If you care about rate limiting

Set both of these:

  • interval: the interval over which to apply the rate limit, in milliseconds
  • rate: how many API calls to allow over the interval period

If you care about limiting concurrency

  • concurrency: how many concurrent API calls to allow

If you care about both rate limiting and concurrency

If you want both rate limiting and concurrency, use all three of the above settings (interval, rate, concurrency).

Other options

  • maxDelay: the maximum amount of time to wait (in milliseconds) before rejecting an API request with RateLimitTimeoutError (default: 0, no timeout)
  • fastStart (Redis only): if true, immediately begin processing requests using the full quota, instead of waiting several seconds to discover other servers (default: false)

If you make an API request that would exceed rate limits, it’s queued and delayed until it can run within the rate limits.

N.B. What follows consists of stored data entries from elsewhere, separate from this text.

PR #3157, opened 2021-03-14
Write out chainID to PDB instead of segID

### LINKED ISSUE #3144: ChainID is overwritten by segid
## Expected behavior ##

I can round-trip chainID information from files.

## Actual behavior ##

ChainIDs get overwritten by SegmentIDs, even though the latter is not actually in the original PDB specification. Because the default segment name is "system", this also means that the default chainID is "M" and that's kind of weird.

``` python
>>> import MDAnalysis as mda
>>> u = mda.Universe(PDB)
>>> u.atoms.chainIDs = "x"
>>> u.atoms.write("chain_x.pdb")
>>> u = mda.Universe("chain_x.pdb")
>>> u.atoms.chainIDs
array(['M', 'M', 'M', ..., 'M', 'M', 'M'], dtype=object)
```

And converting it to RDKit and using that to write it out ends up with weird spacing. :(

- Which version are you using? (run `python -c "import MDAnalysis as mda; print(mda.__version__)"`) current develop
- Which operating system?

HenryKobin:
Fixes #3144

 - When writing to a file, a check will be made for if chainIDs exist, and if they do they will be used instead of being defaulted to the last letter of the segid. If there is no chainID present, then segid's last letter will be used (like how this was before).

PR Checklist
------------
 - [x] Tests?
 - [ ] Docs?
 - [x] CHANGELOG updated?


package/CHANGELOG
```diff
@@ -16,16 +16,17 @@ The rules for this file:
 ??/??/?? tylerjereddy, richardjgowers, IAlibay, hmacdope, orbeckst, cbouy,
          lilyminium, daveminh, jbarnoud, yuxuanzhuang, VOD555, ianmkenney,
          calcraven，xiki-tempula, mieczyslaw, manuel.nuno.melo, PicoCentauri,
-         hanatok, rmeli, aditya-kamath, tirkarthi
+         hanatok, rmeli, aditya-kamath, tirkarthi, Henry Kobin
```
lilyminium, line 19:
```suggestion
         hanatok, rmeli, aditya-kamath, tirkarthi, HenryKobin
```

The CHANGELOG asks for your GitHub username. Instead, please add your name to the AUTHORS files.

package/CHANGELOG
```diff
@@ -16,16 +16,17 @@ The rules for this file:
...
 
   * 2.0.0
 
 Fixes
+  * Fixed chainID being overwritten by segid during file write. (Issue #3144)
```
lilyminium, line 24: Could you please be more specific and mention the PDBParser?

package/MDAnalysis/coordinates/PDB.py
```diff
@@ -1051,6 +1051,8 @@ def _write_timestep(self, ts, multiframe=False):
            Writing now only uses the contents of the elements attribute
            instead of guessing by default. If the elements are missing,
            empty records are written out (Issue #2423).
+           Atoms are now checked for a chainID instead of being overwritten
+           by the last letter of the SegmentID (Issue #3144).
```
lilyminium, line 1055:
```suggestion
           by the last letter of the `segid` (Issue #3144).
```

Try to use the actual names of the attributes.

package/MDAnalysis/coordinates/PDB.py
```diff
@@ -1051,6 +1051,8 @@ def _write_timestep(self, ts, multiframe=False):
            Writing now only uses the contents of the elements attribute
            instead of guessing by default. If the elements are missing,
            empty records are written out (Issue #2423).
+           Atoms are now checked for a chainID instead of being overwritten
```
lilyminium, line 1054: Could you be more specific? e.g. What happens if there is no chainID?

package/MDAnalysis/coordinates/PDB.py
```diff
@@ -1080,13 +1082,18 @@ def get_attr(attrname, default):
         altlocs = get_attr('altLocs', ' ')
         resnames = get_attr('resnames', 'UNK')
         icodes = get_attr('icodes', ' ')
+        chainids = get_attr('chainIDs', ' ')
```
lilyminium, line 1085: How will you distinguish between not having a chainID (``not hasattr(obj, "chainID")`` and having an empty chainID?

package/MDAnalysis/coordinates/PDB.py
```diff
@@ -1080,13 +1082,18 @@ def get_attr(attrname, default):
...
         resids = get_attr('resids', 1)
         occupancies = get_attr('occupancies', 1.0)
         tempfactors = get_attr('tempfactors', 0.0)
         atomnames = get_attr('names', 'X')
         elements = get_attr('elements', ' ')
         record_types = get_attr('record_types', 'ATOM')
+        chainids = (
+            [id[:4] if (chainids[index] != '') else segids[index][-1:]
+            for index, id in enumerate(chainids)]
+            ) # check for a chainID, if no chainID default to segid
```
lilyminium: I find this not ideal -- there may be instances where the chain is empty in a file that otherwise has L/M/N chains. In these cases, we wouldn't want to muddy the waters by assigning only *some* atoms to the last letter of the `segid`. Instead, it would be more beneficial to simply check if the atoms have the chainID attribute, and if not, use the segid for all of them.

> id[:4]

Could you explain why you decided to limit the chainID to 4 letters? In the PDB spec, chainIDs are only 1 character long.

package/MDAnalysis/coordinates/PDB.py
```diff
@@ -1107,13 +1114,15 @@ def get_attr(attrname, default):
...
             vals['resName'] = resnames[i][:4]
-            vals['chainID'] = segids[i][-1:]
             vals['resSeq'] = util.ltruncate_int(resids[i], 4)
             vals['iCode'] = icodes[i][:1]
             vals['pos'] = pos[i]  # don't take off atom so conversion works
             vals['occupancy'] = occupancies[i]
             vals['tempFactor'] = tempfactors[i]
             vals['segID'] = segids[i][:4]
+            vals['chainID'] = (
+                chainids[i][:4] if (chainids[i][:4] != ' ') else segids[i][-1:]
```
lilyminium, line 1124: My concerns regarding the 4-letter chainIDs and the confusion between empty and missing chainIDs is relevant here, too.

testsuite/MDAnalysisTests/coordinates/test_pdb.py
```diff
@@ -463,6 +463,15 @@ def test_segid_chainid(self, universe2, outfile):
         u_pdb = mda.Universe(outfile)
         assert u_pdb.segments.chainIDs[0][0] == ref_id
 
+    def test_segid_chainid_overwrite(self, universe3, outfile):
+        """check if chainID gets round-tripped after file write (issue #3144)"""
+        ref_id = 'x'
+        u = universe3
```
lilyminium, line 469: This line feels a little redundant.

testsuite/MDAnalysisTests/coordinates/test_pdb.py
```diff
@@ -463,6 +463,15 @@ def test_segid_chainid(self, universe2, outfile):
...
+        u.atoms.chainIDs = ref_id
+        u.atoms.write(outfile)
+        u_pdb = mda.Universe(outfile)
+        assert u_pdb.atoms.chainIDs[0] == ref_id
```
lilyminium, line 473: You could check  that all the atom chainIDs equal the ref_id with ``assert_equals``.

lilyminium (changes requested):
Thanks for fixing this @HenryKobin! Just a few small comments :-)

Please add yourself to the AUTHORS file, as this is your first contribution to MDAnalysis.

package/MDAnalysis/coordinates/PDB.py
HenryKobin: this makes sense. Considering right now

HenryKobin: Yeah, I think I overthought this one. hasattr would be a much better use case. Also, I don't have a great reason for limiting to 4 characters, I think I misread. Working on the change :+1:

HenryKobin:
@lilyminium  I'm  having trouble passing [this test](https://github.com/MDAnalysis/mdanalysis/blob/cbc5b6e0ea7ec76a330d3452d579466a830a48f3/testsuite/MDAnalysisTests/coordinates/test_pdb.py#L1083). It appears this file does have a chainID property, however they are all blank. I was under the impression I should only set the chainIDs to the SegmentID default if they don't have the chainID property. Am I misunderstanding?

IAlibay:
Just copying over from the discord.

The PDB standard is surprisingly quite clear about what a chain ID can be in a PDB file:
"Non-blank alphanumerical character is used for chain identifier."
(see: http://www.wwpdb.org/documentation/file-format-content/format33/sect9.html#ATOM)

In my opinion we shouldn't be allowing the writing of blank chain IDs. In an ideal world we would just throw an error and avoid writing out of standard, but I assume this might break a lot of things downstream. Probably the easiest answer here is to set the chainID to the SegmentID default if it exists but doesn't conform to the PDB standard?

I'm sure others have views on this though, I am _a bit_ of a PDB standard purist.

HenryKobin:
Got it. I'll wait and see what the consensus is, and move forward from there

lilyminium:
Well, "non-blank" is pretty unambiguous 😅. I think, following the spirit of #2627 (where elements are read from the file), we could go for an all-or-nothing approach: if even one chainID is blank, we ignore them all and write the last letter of the segid. What do you think @HenryKobin @IAlibay?

IAlibay:
> Well, "non-blank" is pretty unambiguous 😅

My interpretation is that it means `str.isalnum() == True`, i.e. non-whitespace alphanumeric. Maybe I'm misinterpreting something though? The PDB folks are quite responsive on twitter, so we can ping them if needed.

> I think, following the spirit of #2627 (where elements are read from the file), we could go for an all-or-nothing approach: if even one chainID is blank, we ignore them all and write the last letter of the segid. What do you think @HenryKobin @IAlibay?
> 
> Edit: similar to the PDB elements reading, this would likely need a warning too because users probably haven't memorised the PDB spec.

Honestly this is a bit of a difficult one, residues are modular so I can see folks setting some residues and leaving others blank. Personally I wouldn't default to segid[-1] at all (I think it's just easier to default to 'U' or something like that, i.e. like what things like openbabel do), although I assume there is some historical reason for doing so (@jbarnoud might have some ideas on this?).

I should note that we now handle PDB element reading in a non-all-or-nothing approach (see #3001). I'm ok with going all-or-nothing here to keep the PR simple, but we'll need a long term solution that a) prevents us ever defaulting to writing out empty strings, b) defaults to a predictable value, c) allows modularity.

HenryKobin:
@IAlibay If I switch to all or nothing a couple tests will break, so I might have to alter those to pass (they are ensuring that segID is being used to create a chainID).

I like the idea of checking if there are any non alphanumeric ids in the list and defaulting to something expected if this occurs (although I am not an end user of the tool, so I don't know what the end user would want).

```
        if not any([id.isalnum() for id in chainids]):
            chainids = np.array(['U'] * len(atoms))
```

something like the above

package/MDAnalysis/coordinates/PDB.py
HenryKobin: @lilyminium I just realized i've been marking these conversations as resolved as I've addressed the change. Is that bad practice? Should I be letting you mark these as resolved or should I resolve them as they are addressed? Thanks.

lilyminium: What you're doing now is good :-)

HenryKobin: Thanks @lilyminium ! :smile:  Is there anything else I need to do at this point, or are we just waiting on confirmation of if they want to do anything more than just use the chainID (if the attribute exists and is all alphanumeric) else last char of segid?

jbarnoud:
I do not know what the best behaviour should be. As I see it, the issue is that chains and segments are pretty arbitrary concepts and they are not consistent between parsers/formats.

If a chain is there, it should be used, regardless of what it is. The only constraint is that it should not be more than one character. "alpha-numerical" is ambiguous, even if you stay in the realm of ASCII characters, `¼` and `°`  are alpha-numerical.

Defaulting to the last character of the segment name makes some assumptions. It assumes that:
* if the segment name changes from one "chain" to the next, the last letter reflects that
* the last character will not be the same for 2 different chains.
Basically, it assumes that the segment name encodes the chain name: `segA`, `segB`, etc...

One solution I implemented for other projects was to name chains `A`, `B`, `C`... and changing the chain name for new segments. If we go for that, I'd try to respect the chain ids that are already in the Universe if any: this means starting the sequence after the largest chain id already in use.

HenryKobin:
@jbarnoud so would a solution perhaps be to check if a chainID attribute exists, and if it is anything other than 1 character long or non existent to find all unique segment names and set the chainID to A,B,C... changing each time the segment name changes?

jbarnoud:
It is indeed what I would do rather than using the segment name. It is worth seeing what the others think about it, though. There are very good arguments to keep it simple and just name the chain `A`, `X`, or `U`: somehow what I suggest is some sort of a guesser for chain ids and it is historically not always the best of ideas. Because the chainID is an attribute of the atom and NOT an attribute of the segment, every clever ideas based on segments can encounter nasty corner cases.

So to summarize:
* we probably want to keep it simple
* if we want to make it clever, I'll go for what I suggested above

It is nothing but my own opinion, though; @lilyminium or @IAlibay may think differently.

jbarnoud:
For alpha-numerical, I would take any non-empty single character as valid and emit a warning if it is not in the range `[a-zA-Z0-9]` (which is not what `isalnum` look for).

lilyminium:
@HenryKobin, thank you for your patience. I think consensus amongst @jbarnoud, @IAlibay and I is that:

- if the chainID for all atoms exists and a valid, non-empty, [a-zA-Z0-9] character, use that
- if the chainID for *some* atoms is missing, raise a warning [and use "X"] -- @jbarnoud was this right?
- if the chainID is > 1 character for any atoms, raise a warning
- if the chainID attribute is missing or is empty for all atoms, use "X" as a placeholder value

What do you think?

jbarnoud:
> if the chainID for _some_ atoms is missing, raise a warning [and use "X"] -- @jbarnoud was this right?

Use "X" for the atoms that do not have a chainID.

HenryKobin:
@lilyminium  I think it makes sense. I just wanna make sure i'm following, though.

`if the chainID for some atoms is missing, raise a warning and use "X" -- @jbarnoud was this right?`
`Use "X" for the atoms that do not have a chainID.`

So is the plan is to replace individual chainID's with "X" if they are missing, not to change _every_ chainID to "X" if one is missing, correct? 

`if the chainID is > 1 character for any atoms, raise a warning` 
In this case I should raise a warning and additionally use "X", right? 

Thanks for clarifying. I'm not very familiar with many of these atom concepts.

HenryKobin:
Just brainstorming, would something like this be overkill?
Of course I would like to avoid adding a new function, but perhaps it could be useful in the future depending on how granular our validation becomes. I could also try list comprehension, but that doesn't feel as pythonic since we are checking against multiple factors, so it could become hard to read.
```
        def validate_chainids(chainids, default):
            """Validate each atom's chainID 

            chainids - np array of chainIDs
            default - default value in case chainID is considered invalid
            """
            invalid_length_ids = False
            invalid_char_ids = False
            missing_ids = False

            for (i, id) in enumerate(chainids):
                if id is None:
                    missing_ids = True
                    chainids[i] = default
                elif len(id) > 1:
                    invalid_length_ids = True
                    chainids[i] = default
                elif not id.isalnum():
                    invalid_char_ids = True
                    chainids[i] = default

            if invalid_length_ids:
                warnings.warn("Found chainIDs with invalid length"
                              " Corresponding atoms will use default value of '{}'"
                              "".format(default))
            if invalid_char_ids:
                warnings.warn("Found chainIDs using unnaccepted character"
                              " Corresponding atoms will use default value of '{}'"
                              "".format(default))
            if missing_ids:
                warnings.warn("Found missing chainIDs"
                              " Corresponding atoms will use default value of '{}'"
                              "".format(default))
            return chainids

        chainids = validate_chainids(chainids, "X")
```

HenryKobin:
image

I had to alter a couple of tests to reflect the new method of handing chainID, however this one test in particular fails and I can't figure out why it would be failing... As far as I can tell nothing my code is doing is changing what's failing here? Unless I'm misunderstanding the relationship between segid and chainID. @lilyminium would appreciate input on this whenever you have the chance :face_with_head_bandage:

lilyminium:
Sorry for the long silence, @HenryKobin. I would think that if segIDs are not present, writing a blank value instead would be most expected. In reality this would not happen often, as segIDs are always present in our current format readers ( https://userguide.mdanalysis.org/stable/topology_system.html#canonical-attributes).

lilyminium:
> Just brainstorming, would something like this be overkill?
> 
> Of course I would like to avoid adding a new function, but perhaps it could be useful in the future depending on how granular our validation becomes. I could also try list comprehension, but that doesn't feel as pythonic since we are checking against multiple factors, so it could become hard to read.
> 
> ```
> 
>         def validate_chainids(chainids, default):
> 
>             """Validate each atom's chainID
> 
> 
> 
>             chainids - np array of chainIDs
> 
>             default - default value in case chainID is considered invalid
> 
>             """
> 
>             invalid_length_ids = False
> 
>             invalid_char_ids = False
> 
>             missing_ids = False
> 
> 
> 
>             for (i, id) in enumerate(chainids):
> 
>                 if id is None:
> 
>                     missing_ids = True
> 
>                     chainids[i] = default
> 
>                 elif len(id) > 1:
> 
>                     invalid_length_ids = True
> 
>                     chainids[i] = default
> 
>                 elif not id.isalnum():
> 
>                     invalid_char_ids = True
> 
>                     chainids[i] = default
> 
> 
> 
>             if invalid_length_ids:
> 
>                 warnings.warn("Found chainIDs with invalid length"
> 
>                               " Corresponding atoms will use value of '{}'"
> 
>                               "".format(default))
> 
>             if invalid_char_ids:
> 
>                 warnings.warn("Found chainIDs using unnaccepted character"
> 
>                               " Corresponding atoms will use value of '{}'"
> 
>                               "".format(default))
> 
>             if missing_ids:
> 
>                 warnings.warn("Found missing chainIDs"
> 
>                               " Corresponding atoms will use value of '{}'"
> 
>                               "".format(default))
> 
>             return chainids
> 
> 
> 
>         chainids = validate_chainids(chainids, "X")
> 
> ```

That is a very specific check. It is verbose but, as far as I can tell, not much slower than just checking `if id is None or not id.isalnum() or len(id) !=1`. I'm happy with it, but could be persuaded otherwise if @Ialibay and @jbarnoud disagree. 

One thing I'll note though is that `id` is a built in function in Python and it's preferable to not overwrite it.

HenryKobin:
No worries @lilyminium , I've been moving apartments so it's been hectic over here as well. I agree that using `id` is probably not best practice for that function. I'll change it to `chainid`.  As for the segid situation, I can set it so that it uses `' '` instead of defaulting to chainids (if no one objects)

IAlibay:
Sorry I've not been keeping up here. @HenryKobin just wanted to check what we can do to push this towards merging. Is there anything on our end that we still need to decide on?

HenryKobin:
Hey @IAlibay , @lilyminium  sorry for the delay. I've noticed that changing the segids to use `' '` instead of defaulting to chainIDs may have some farther reaching consequences, as this causes a few tests to fail for reasons a bit unknown to me. I would appreciate any advice in this regard. Thank you

package/MDAnalysis/topology/PDBParser.py
```diff
@@ -288,10 +290,6 @@ def _parseatoms(self):
             warnings.warn("Serial numbers went over 100,000.  "
                           "Higher serials have been guessed")
 
-        # If segids not present, try to use chainids
-        if not any(segids):
-            segids = chainids
```
lilyminium, line 293: If you put this back in, that second and third failing tests should pass. I think that this is expected behaviour from most users, that differences in chain are conceptually similar to differences in segment -- better not to change this part.

package/MDAnalysis/topology/PDBParser.py
```diff
@@ -360,7 +358,7 @@ def _parseatoms(self):
             attrs.append(Segids(segids))
         else:
             n_segments = 1
-            attrs.append(Segids(np.array(['SYSTEM'], dtype=object)))
+            attrs.append(Segids(np.array([' '], dtype=object)))
```
lilyminium, line 361: Instead of using spaces, use an empty string for blank. That being said, the reason the first failing test is failing is that some functions use "segid xx and resid yy" to select atoms -- so if `xx=''` or `xx=' '`, the string "segid  and resid yy" breaks the parser. You could change the code that the test shows is failing, but I would be wary of more things failing that tests aren't showing. If you change the default value back to "SYSTEM", that's not too much of an issue -- the original issue was just about writing out segids.

lilyminium (commented):
@HenryKobin looking at the errors, you're right that messing with *reading* segids has far-reaching consequences. Unlike the chainID, which is just a topology attribute (essentially a label for each atom), segments are structurally important in defining different parts of the molecule. It's probably simpler to focus this issue on accurately writing out segids, and we can look at changing default segid later as this will require some thought.

HenryKobin:
@lilyminium you're right! Whoops. I mixed up reading with writing... :disappointed: 

I reverted the changes. I did have to alter one test, though. Since we are defaulting to 'X' for a chainID if it is missing, there are always chainids -  so segids will default to `'X'` when it parses the file. The test was formerly expecting `'SYSTEM'`.

package/MDAnalysis/coordinates/PDB.py
```diff
@@ -1081,13 +1083,51 @@ def get_attr(attrname, default):
...
+
+            chainids - np array of chainIDs
+            default - default value in case chainID is considered invalid
+            """
+            invalid_length_ids = False
+            invalid_char_ids = False
+            missing_ids = False
+
+            for (i, chainid) in enumerate(chainids):
+                if chainid is None:
```
lilyminium, line 1105: Is it ever None? Isn't the default value above " "?

testsuite/MDAnalysisTests/coordinates/test_pdb.py
```diff
@@ -455,13 +455,30 @@ def get_MODEL_lines(filename):
             # test number (only last 4 digits)
             assert int(line[10:14]) == model % 10000
 
-    def test_segid_chainid(self, universe2, outfile):
-        """check whether chainID comes from last character of segid (issue #2224)"""
-        ref_id = 'E'
-        u = universe2
+    def test_chainid_validated(self, universe3, outfile):
```
lilyminium, line 458: Could you please use `pytest.mark.parametrize` (https://docs.pytest.org/en/stable/parametrize.html) to turn this into three tests with different arguments? There are a few examples around if you ctrl+F in the tests.

lilyminium (changes requested):
Thanks @HenryKobin, looking through I just have a question about None and if you can parametrize the test :-)

package/MDAnalysis/coordinates/PDB.py
HenryKobin: You're correct, it shouldn't ever be None.

testsuite/MDAnalysisTests/coordinates/test_pdb.py
HenryKobin: Good idea!

HenryKobin:
@lilyminium , I made the requested changes.

package/MDAnalysis/coordinates/PDB.py
```diff
@@ -1081,13 +1083,51 @@ def get_attr(attrname, default):
         resnames = get_attr('resnames', 'UNK')
         icodes = get_attr('icodes', ' ')
         segids = get_attr('segids', ' ')
+        chainids = get_attr('chainIDs', ' ')
```
lilyminium, line 1086:
```suggestion
        chainids = get_attr('chainIDs', '')
```

Your `validate_chainids` function checks for the empty string "", not the space.

lilyminium (changes requested):
Thanks @HenryKobin, if you just switch that space to the empty string I think it's good to go!

HenryKobin:
@lilyminium committed your suggested changes! Thanks!

lilyminium (approved):

lilyminium:
Thank you @HenryKobin for fixing this bug, my PDB files will be much happier for it! :-)

HenryKobin:
@lilyminium thank you for your patience and assistance in walking me through everything! 😁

Setting maxDelay will cause the API request to fail if it’s delayed too long.

See the Using Redis section for a discussion of the fastStart option.

Distributed rate limits

See Using Redis for a detailed discussion.

You can use Redis to coordinate a rate limit among a pool of servers.

const { pRateLimit, RedisQuotaManager } = require('p-ratelimit');

// These must be the same across all servers that share this quota:
const channelName = 'my-api-family';
const quota = { rate: 100, interval: 1000, concurrency: 50 };

// Create a RedisQuotaManager
const qm = new RedisQuotaManager(
    quota,
    channelName,
    redisClient
);

// Create a rate limiter that uses the RedisQuotaManager
const limit = pRateLimit(qm);

// now use limit(…) as usual

Each server that registers with a given channelName will be allotted 1/(number of servers) of the available quota. For example, if the pool consists of four servers, each will receive 1/4 the available quota.

When a new server joins the pool, the quota is dynamically adjusted. If a server goes away, its quota is reallocated among the remaining servers within a few minutes.